■ To do
Only those lines in the data below from the line containing "davidscholberg: The reason" through the line containing "This is a workaround", both included, should be restated word for word.

*** Information supplied

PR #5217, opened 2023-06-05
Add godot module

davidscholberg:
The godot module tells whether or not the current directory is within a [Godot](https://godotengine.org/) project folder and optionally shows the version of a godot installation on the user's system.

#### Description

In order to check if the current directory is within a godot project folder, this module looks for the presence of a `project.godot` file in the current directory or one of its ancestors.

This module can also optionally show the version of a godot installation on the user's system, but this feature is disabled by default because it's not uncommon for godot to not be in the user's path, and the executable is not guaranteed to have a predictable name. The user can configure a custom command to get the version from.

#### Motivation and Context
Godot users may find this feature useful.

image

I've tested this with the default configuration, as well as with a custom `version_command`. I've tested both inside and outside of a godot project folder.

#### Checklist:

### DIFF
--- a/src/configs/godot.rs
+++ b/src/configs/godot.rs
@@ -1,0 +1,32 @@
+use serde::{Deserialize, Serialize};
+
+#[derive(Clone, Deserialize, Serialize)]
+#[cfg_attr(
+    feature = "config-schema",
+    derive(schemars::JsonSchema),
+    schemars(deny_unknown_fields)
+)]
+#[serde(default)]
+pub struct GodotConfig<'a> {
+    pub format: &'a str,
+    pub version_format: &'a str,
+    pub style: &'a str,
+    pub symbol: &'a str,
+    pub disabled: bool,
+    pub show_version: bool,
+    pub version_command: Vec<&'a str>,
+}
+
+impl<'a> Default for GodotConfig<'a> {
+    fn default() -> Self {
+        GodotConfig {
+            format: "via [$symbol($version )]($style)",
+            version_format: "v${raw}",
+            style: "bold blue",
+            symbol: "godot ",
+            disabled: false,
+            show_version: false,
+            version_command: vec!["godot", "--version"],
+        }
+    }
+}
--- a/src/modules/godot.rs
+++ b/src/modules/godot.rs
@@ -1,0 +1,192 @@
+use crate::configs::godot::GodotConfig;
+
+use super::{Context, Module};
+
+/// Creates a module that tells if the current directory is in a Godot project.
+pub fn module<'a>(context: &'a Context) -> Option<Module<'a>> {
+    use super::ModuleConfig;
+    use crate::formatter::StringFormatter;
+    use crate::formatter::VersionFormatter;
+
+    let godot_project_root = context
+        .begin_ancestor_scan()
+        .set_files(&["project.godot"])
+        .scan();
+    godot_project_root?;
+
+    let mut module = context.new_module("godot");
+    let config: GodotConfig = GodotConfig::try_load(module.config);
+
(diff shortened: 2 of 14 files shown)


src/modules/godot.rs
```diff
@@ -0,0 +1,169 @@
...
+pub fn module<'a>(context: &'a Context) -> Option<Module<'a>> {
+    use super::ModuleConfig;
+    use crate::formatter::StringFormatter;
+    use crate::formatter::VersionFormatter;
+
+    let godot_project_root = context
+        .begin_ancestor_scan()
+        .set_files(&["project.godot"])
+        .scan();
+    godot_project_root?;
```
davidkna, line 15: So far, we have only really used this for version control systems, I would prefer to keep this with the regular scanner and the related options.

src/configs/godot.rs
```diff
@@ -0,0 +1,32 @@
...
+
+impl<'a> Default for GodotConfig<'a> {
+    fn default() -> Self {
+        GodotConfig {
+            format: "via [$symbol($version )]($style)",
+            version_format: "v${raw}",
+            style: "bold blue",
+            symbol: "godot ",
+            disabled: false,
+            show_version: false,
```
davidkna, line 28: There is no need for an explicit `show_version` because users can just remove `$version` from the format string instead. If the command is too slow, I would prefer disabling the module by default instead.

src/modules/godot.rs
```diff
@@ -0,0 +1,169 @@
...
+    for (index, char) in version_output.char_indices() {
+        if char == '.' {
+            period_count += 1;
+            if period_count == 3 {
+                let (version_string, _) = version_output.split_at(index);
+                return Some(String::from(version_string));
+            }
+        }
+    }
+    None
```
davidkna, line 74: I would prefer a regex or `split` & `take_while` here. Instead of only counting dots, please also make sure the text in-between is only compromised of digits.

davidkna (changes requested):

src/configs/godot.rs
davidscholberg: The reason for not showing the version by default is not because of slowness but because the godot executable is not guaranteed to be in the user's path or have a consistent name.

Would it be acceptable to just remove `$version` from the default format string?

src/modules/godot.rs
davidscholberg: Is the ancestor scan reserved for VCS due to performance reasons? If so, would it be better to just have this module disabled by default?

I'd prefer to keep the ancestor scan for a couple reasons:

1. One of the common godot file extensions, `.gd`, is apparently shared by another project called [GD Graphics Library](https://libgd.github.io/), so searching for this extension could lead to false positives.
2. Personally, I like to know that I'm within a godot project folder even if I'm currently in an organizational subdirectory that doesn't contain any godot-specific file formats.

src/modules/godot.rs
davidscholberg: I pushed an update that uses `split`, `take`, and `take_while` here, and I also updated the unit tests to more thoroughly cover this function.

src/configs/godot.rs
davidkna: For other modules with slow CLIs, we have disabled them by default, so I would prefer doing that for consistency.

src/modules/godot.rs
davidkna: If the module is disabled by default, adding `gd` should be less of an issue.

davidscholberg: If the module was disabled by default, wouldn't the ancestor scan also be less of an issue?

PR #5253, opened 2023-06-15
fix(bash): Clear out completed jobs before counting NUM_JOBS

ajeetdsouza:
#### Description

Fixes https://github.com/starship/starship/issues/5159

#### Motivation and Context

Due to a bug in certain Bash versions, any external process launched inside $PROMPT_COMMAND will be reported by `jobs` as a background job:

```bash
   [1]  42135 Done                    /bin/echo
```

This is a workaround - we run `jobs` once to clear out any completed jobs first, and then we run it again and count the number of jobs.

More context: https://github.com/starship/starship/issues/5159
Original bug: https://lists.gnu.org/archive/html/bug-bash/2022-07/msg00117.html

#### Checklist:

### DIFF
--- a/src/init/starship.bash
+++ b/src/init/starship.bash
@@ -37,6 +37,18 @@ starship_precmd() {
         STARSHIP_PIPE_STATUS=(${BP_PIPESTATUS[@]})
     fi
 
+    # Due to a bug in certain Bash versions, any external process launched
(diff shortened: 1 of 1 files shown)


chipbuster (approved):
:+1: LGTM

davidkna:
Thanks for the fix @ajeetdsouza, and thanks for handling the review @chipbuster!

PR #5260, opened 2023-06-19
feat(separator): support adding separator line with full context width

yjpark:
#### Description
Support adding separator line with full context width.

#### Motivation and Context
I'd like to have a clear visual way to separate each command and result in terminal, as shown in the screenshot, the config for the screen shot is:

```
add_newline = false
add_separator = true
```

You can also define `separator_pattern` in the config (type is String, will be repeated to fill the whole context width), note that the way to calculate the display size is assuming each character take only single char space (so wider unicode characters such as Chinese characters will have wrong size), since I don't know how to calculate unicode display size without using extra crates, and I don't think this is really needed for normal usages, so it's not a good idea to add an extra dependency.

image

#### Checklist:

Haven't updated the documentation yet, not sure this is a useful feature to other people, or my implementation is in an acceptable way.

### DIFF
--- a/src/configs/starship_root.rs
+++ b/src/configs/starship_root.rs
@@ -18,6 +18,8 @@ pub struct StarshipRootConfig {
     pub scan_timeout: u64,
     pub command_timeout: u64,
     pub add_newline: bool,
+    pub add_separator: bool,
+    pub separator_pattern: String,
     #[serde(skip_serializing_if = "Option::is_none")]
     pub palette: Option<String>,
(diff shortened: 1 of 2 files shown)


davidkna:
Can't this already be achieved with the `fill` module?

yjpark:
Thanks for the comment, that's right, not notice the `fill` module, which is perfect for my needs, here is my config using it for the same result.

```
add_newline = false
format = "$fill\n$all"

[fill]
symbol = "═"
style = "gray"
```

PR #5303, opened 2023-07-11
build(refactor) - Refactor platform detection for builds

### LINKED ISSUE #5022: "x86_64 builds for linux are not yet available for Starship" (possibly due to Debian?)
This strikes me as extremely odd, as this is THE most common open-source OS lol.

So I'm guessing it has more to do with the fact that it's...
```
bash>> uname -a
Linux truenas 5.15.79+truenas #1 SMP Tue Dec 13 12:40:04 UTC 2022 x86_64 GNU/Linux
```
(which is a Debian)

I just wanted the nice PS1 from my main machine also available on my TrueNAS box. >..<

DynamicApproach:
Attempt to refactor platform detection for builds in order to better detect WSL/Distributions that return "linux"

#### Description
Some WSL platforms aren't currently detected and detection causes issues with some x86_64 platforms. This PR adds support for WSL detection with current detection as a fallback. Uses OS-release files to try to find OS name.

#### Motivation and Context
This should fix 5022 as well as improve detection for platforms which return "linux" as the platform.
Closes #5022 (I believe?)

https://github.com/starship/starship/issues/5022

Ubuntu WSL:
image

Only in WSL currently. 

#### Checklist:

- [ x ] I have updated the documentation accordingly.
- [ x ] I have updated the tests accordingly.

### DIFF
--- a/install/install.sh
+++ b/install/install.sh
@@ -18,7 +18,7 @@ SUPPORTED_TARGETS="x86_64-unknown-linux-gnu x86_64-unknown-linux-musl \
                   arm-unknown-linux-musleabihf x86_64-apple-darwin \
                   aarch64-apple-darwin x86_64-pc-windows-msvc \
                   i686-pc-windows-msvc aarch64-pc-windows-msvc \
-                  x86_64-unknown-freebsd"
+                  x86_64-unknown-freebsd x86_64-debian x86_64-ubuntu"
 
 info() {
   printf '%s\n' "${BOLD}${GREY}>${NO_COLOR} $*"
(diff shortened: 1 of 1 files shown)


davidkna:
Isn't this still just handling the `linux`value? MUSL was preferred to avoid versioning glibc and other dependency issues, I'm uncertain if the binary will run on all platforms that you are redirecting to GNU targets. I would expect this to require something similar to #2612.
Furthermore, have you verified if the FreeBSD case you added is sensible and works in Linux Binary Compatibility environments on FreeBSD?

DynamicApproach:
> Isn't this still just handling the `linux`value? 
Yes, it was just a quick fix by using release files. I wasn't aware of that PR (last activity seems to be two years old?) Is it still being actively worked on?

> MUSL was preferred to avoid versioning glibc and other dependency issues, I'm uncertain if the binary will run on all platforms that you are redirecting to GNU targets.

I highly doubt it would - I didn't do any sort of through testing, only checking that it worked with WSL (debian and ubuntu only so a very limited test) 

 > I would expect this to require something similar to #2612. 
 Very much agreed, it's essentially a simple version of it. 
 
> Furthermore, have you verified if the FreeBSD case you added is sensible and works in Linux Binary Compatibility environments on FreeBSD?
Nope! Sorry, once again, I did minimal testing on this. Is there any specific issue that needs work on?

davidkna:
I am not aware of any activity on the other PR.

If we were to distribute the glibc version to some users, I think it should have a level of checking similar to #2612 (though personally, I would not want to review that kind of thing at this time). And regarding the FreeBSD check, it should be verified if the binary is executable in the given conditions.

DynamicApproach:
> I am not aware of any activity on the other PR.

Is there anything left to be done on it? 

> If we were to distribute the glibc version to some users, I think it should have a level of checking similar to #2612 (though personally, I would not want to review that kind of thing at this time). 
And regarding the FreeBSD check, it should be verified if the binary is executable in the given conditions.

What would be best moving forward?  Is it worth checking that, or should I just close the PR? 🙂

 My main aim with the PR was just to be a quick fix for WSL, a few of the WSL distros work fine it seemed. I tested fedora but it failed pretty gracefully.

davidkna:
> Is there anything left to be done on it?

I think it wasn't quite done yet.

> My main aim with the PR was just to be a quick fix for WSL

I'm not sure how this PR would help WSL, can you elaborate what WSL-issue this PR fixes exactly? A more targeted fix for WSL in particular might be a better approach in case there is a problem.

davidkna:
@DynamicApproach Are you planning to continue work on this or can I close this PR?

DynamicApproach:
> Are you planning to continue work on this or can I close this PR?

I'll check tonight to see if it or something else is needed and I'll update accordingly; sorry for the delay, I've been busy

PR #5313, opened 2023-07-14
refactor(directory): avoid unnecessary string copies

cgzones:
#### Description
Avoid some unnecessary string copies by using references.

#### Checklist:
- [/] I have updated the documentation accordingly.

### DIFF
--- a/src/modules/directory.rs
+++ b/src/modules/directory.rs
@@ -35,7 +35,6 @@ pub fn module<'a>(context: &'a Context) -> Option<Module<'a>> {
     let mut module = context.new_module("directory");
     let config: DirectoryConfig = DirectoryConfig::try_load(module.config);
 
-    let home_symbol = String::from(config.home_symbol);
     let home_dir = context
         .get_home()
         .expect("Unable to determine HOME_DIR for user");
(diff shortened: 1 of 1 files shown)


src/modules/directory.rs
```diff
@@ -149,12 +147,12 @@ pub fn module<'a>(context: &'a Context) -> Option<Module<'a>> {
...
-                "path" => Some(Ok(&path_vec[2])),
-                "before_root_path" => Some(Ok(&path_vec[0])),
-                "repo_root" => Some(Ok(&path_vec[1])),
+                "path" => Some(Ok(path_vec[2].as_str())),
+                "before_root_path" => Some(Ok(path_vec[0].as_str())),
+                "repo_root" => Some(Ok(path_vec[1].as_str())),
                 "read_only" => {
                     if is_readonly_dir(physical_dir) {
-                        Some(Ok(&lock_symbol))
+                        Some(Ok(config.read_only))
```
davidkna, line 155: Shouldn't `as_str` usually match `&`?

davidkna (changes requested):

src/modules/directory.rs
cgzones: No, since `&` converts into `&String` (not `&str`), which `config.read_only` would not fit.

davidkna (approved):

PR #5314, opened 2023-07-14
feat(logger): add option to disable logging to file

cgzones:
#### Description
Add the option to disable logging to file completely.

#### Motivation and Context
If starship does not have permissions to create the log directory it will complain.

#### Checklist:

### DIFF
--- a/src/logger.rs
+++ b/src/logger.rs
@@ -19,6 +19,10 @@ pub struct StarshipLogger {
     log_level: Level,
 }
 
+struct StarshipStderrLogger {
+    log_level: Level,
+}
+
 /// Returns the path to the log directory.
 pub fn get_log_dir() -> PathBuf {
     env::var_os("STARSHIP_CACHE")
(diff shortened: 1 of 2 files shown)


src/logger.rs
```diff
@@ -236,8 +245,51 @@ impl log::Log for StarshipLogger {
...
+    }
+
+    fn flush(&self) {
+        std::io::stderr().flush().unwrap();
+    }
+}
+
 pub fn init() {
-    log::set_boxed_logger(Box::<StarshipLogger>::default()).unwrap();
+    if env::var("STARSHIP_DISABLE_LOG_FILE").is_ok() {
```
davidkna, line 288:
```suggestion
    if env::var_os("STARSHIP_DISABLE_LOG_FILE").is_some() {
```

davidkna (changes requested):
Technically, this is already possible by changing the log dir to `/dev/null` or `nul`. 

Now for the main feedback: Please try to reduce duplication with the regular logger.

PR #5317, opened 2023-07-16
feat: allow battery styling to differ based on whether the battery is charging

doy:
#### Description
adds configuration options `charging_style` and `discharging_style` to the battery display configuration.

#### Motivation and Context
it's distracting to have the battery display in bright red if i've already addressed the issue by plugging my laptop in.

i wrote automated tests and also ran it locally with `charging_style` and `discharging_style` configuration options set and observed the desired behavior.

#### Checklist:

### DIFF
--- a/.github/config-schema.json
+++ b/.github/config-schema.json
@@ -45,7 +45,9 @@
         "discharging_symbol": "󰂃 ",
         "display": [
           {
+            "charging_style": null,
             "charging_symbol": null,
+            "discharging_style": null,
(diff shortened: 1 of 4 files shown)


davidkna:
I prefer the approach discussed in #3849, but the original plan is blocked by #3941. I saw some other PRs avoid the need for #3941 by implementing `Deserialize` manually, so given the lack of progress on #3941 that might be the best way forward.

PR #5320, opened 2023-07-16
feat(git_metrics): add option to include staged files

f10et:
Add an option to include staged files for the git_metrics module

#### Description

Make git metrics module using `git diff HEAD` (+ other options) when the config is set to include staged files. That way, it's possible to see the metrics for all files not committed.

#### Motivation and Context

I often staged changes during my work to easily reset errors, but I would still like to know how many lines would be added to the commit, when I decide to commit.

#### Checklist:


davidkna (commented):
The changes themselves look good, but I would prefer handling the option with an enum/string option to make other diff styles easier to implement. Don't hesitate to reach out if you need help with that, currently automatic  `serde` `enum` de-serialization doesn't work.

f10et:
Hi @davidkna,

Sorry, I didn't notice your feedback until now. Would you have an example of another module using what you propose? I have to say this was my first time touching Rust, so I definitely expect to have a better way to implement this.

******

■ Result of this task
davidscholberg: The reason for not showing the version by default is not because of slowness but because the godot executable is not guaranteed to be in the user's path or have a consistent name.

Would it be acceptable to just remove `$version` from the default format string?

src/modules/godot.rs
davidscholberg: Is the ancestor scan reserved for VCS due to performance reasons? If so, would it be better to just have this module disabled by default?

I'd prefer to keep the ancestor scan for a couple reasons:

1. One of the common godot file extensions, `.gd`, is apparently shared by another project called [GD Graphics Library](https://libgd.github.io/), so searching for this extension could lead to false positives.
2. Personally, I like to know that I'm within a godot project folder even if I'm currently in an organizational subdirectory that doesn't contain any godot-specific file formats.

src/modules/godot.rs
davidscholberg: I pushed an update that uses `split`, `take`, and `take_while` here, and I also updated the unit tests to more thoroughly cover this function.

src/configs/godot.rs
davidkna: For other modules with slow CLIs, we have disabled them by default, so I would prefer doing that for consistency.

src/modules/godot.rs
davidkna: If the module is disabled by default, adding `gd` should be less of an issue.

davidscholberg: If the module was disabled by default, wouldn't the ancestor scan also be less of an issue?

PR #5253, opened 2023-06-15
fix(bash): Clear out completed jobs before counting NUM_JOBS

ajeetdsouza:
#### Description

Fixes https://github.com/starship/starship/issues/5159

#### Motivation and Context

Due to a bug in certain Bash versions, any external process launched inside $PROMPT_COMMAND will be reported by `jobs` as a background job:

```bash
   [1]  42135 Done                    /bin/echo
```

This is a workaround - we run `jobs` once to clear out any completed jobs first, and then we run it again and count the number of jobs.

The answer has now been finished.